Jesús decidió remar. ¡Cuánta ansiedad le provocaba su predeterminación! Se detuvo


agotado. De pronto en la popa del barco vio un cuerpo reclinado: Él, Adonai, Dios de los
Ejércitos, un viejito barbudo que vestía prendas de judío rico. El joven carpintero lamentó dudar
tanto. No tenía fe ni del tamaño de una semilla de mostaza. Aterrado, se disculpó por haber
dudado de ser el elegido. Jesús lloró. Mientras, aquel cuerpo reclinado parecía que esperaba.
Bostezaba.
Algo movió la barca. Era, por supuesto, Lucifer, Mammón, Leviatán, Belcebú, Satanás,
Häel, Asmodeo, Belfegor y Purson en un solo ente. Jesús se conmovió. Escuchó coros, vio
relámpagos y grandes olas que no lograban acercarse a la barca. Entendió que Jehová no
necesitaba ese tipo de espectáculos para hacer constar su presencia. Jesús lloró. No comprendió
cómo el Otro era parte de los planes divinos ni qué papel podía tener el enemigo en su cometido.

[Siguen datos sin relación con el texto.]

PR #1729, opened 2024-12-09
Added environment to create "page" files

julia-zielke:
## Description

- Added a submenu to create a new page under `UI Builder - New Page`
- Added a modal where you only enter the name and a yaml for the page is created 
- Added the new filetype = page
- Added a route for .../page/... as a subpage of explorer 
- Under .../page/... the component PageEditor is loaded

Currently the PageEditor is only a duplicate of the EndpointEditor.

## Checklist

## Checklist Internal

- [ ] Has the PR been labeled

### DIFF
--- a/ui/src/api/files/utils.ts
+++ b/ui/src/api/files/utils.ts
@@ -1,4 +1,12 @@
-import { File, Folder, Layers, Play, Users, Workflow } from "lucide-react";
+import {
+  File,
+  Folder,
+  Layers,
+  PanelTop,
+  Play,
+  Users,
+  Workflow,
+} from "lucide-react";
 
 import { BaseFileSchemaType } from "./schema";
 import { ExplorerSubpages } from "~/util/router/pages";
@@ -72,6 +80,8 @@ export const fileTypeToIcon = (type: BaseFileSchemaType["type"]) => {
       return Workflow;
     case "consumer":
       return Users;
+    case "page":
+      return PanelTop;
     default:
       return File;
   }
@@ -89,6 +99,8 @@ export const fileTypeToExplorerSubpage = (
       return "endpoint";
     case "consumer":
       return "consumer";
+    case "page":
+      return "page";
     default:
       return undefined;
   }
--- a/ui/src/assets/locales/en/translation.json
+++ b/ui/src/assets/locales/en/translation.json
@@ -96,6 +96,10 @@
               "label": "Gateway",
               "route": "New Route",
               "consumer": "New Consumer"
+            },
+            "uibuilder": {
+              "label": "UI Builder",
+              "page": "New Page"
             }
           }
         },
@@ -128,6 +132,14 @@
           "title": "Create a new consumer",
           "nameLabel": "Name",
           "namePlaceholder": "consumer-name.yaml",
+          "nameAlreadyExists": "The name already exists",
+          "cancelBtn": "Cancel",
+          "createBtn": "Create"
+        },
+        "newPage": {
+          "title": "Create a new page",
+          "nameLabel": "Name",
+          "namePlaceholder": "page-name.yaml",
           "nameAlreadyExists": "The name already exists",
           "cancelBtn": "Cancel",
           "createBtn": "Create"
--- a/ui/src/pages/namespace/Explorer/Page/index.tsx
+++ b/ui/src/pages/namespace/Explorer/Page/index.tsx
@@ -1,0 +1,55 @@
+import { Card } from "~/design/Card";
+import { FC } from "react";
+import { NoPermissions } from "~/design/Table";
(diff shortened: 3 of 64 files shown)


julia-zielke:
@stefan-kracht When you set the type to "page" in the createFile payload in this [file](src/pages/namespace/Explorer/Tree/components/modals/CreateNew/Page/index.tsx) there is an error, that I couldn't solve yet.

That's the reason why for now I duplicated everything from the EndpointEditor (like the 62 files under /pageEditor/schema and pageEditor/form in that commit [ad18abe]

Maybe you have an idea or we can take a look together tomorrow.

stefan-kracht (changes requested):
I could not open the file you linked, so I'm not 100% sure what the error was, but let's look at it together later. 

Some other small thing: I know this comes from my suggestion, but when clicking on the new button, should we remove the "UI Builder" menu item and just make it "New Page"? We can divide it further when we start introducing more than one file type (like New Template, etc.). 

But I like the icon you picked for the UI Builder, let's use that for the page! 

We should also update the icon in various places like the breadcrumb, the header of the page builder, and in the file tree. Not sure if we can do all of these already. I think the backend must add `type: page` for the icon to be changeable in the file browser.

julia-zielke:
Thanks for the feedback!
Yes, that is what the error was about, that type: page is not valid when submitting the form. So I need the addition in the backend to continue with further customization of the PageEditor.

I changed the menu as you suggested. I agree that we only need a submenu when we have more than one option in it.

julia-zielke:
I deleted all the duplicated files from the gateway endpoint and PageEditor on the page URL is for now just an empty component.

I think I can't change the rest like the breadcrumb icon because the data in the payload is type endpoint.
Shall we merge this or wait for the backend to add the filetype=page? What do you think?

ui/src/pages/namespace/Explorer/Tree/components/modals/CreateNew/Page/index.tsx
```diff
@@ -0,0 +1,149 @@
...
+
+  const { mutate: createFile, isPending } = useCreateFile({
+    onSuccess: (data) => {
+      /** To Do:
+       * check if we need to update the Notification Bell for the type = page too?
+       *
+       * creating a new workflow might introduce an uninitialized secret.
+       * We need to update the notification bell, to see potential new messages.
+       */
+      // updateNotificationBell();
```
stefan-kracht, line 80: Should we delete this comment? I think this TODO: will be forgotten if we don't make a ticket, and I think it is not worth making one for now.

ui/src/assets/locales/en/translation.json
```diff
@@ -96,6 +96,10 @@
               "label": "Gateway",
               "route": "New Route",
               "consumer": "New Consumer"
+            },
+            "uibuilder": {
+              "label": "UI Builder",
+              "page": "New Page"
```
stefan-kracht, line 102: We have one unused item here. Maybe we make `"New Page"` the `label` and delete the other one?

ui/src/pages/namespace/Explorer/Page/index.tsx
```diff
@@ -0,0 +1,53 @@
...
+  const {
+    isAllowed,
+    noPermissionMessage,
+    data: endpointData,
+    isFetched: isPermissionCheckFetched,
+  } = useFile({ path });
+
+  if (!namespace) return null;
+  if (!path) return null;
+  if (endpointData?.type !== "endpoint") return null;
```
stefan-kracht, line 27: As I'm reviewing this, there has been an update in the backend from yassir that happened after your last message. I  wiped my local backend to make this changes apply and after that I had to change `endpoint` to `page` to make this page work. 

But with this change, the breadcrumb and the file icon in the file explorer automatically worked. 🤩

ui/src/api/files/utils.ts
```diff
@@ -72,6 +80,8 @@ export const fileTypeToIcon = (type: BaseFileSchemaType["type"]) => {
       return Workflow;
     case "consumer":
       return Users;
+    case "page":
+      return PanelTop;
```
stefan-kracht, line 84: This icon is used for the breadcrumb and the file browser, and it is currently different from the one in the "Create new / New Page" menu. I think it would be nice if this would be the same icon. I leave you the decision on which Icon fits best. I can't decide which one I like better right now :D

stefan-kracht (changes requested):
I now reviewed everything and made some small suggestions. But after that I think we have a very good starting point

julia-zielke:
Thanks for your review! I cleaned everything up and updated the description of the PR and would be ready to merge.
I am also very happy, that Yassir was able to get the backend change in here already. 🙂

stefan-kracht (approved):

Así como ocurrió con Job, Yahveh y su némesis decidieron la vida y muerte del Mesías.
Apostaron, rieron, se chocaron las manos. Indignado ante semejante conspiración, Jesús dejó de
llorar. Quiso tirarse de la barca y ahogarse. No pudo. Escupió, blasfemó, cuestionó las divinas y
demoniacas razones del tirijala cósmico que lo subyugaba con hipóstasis y pasiones. Mutis. Jesús
finalmente pudo salir de la barca. Lleno de resentimiento, se alejó. Caminaba sobre el agua.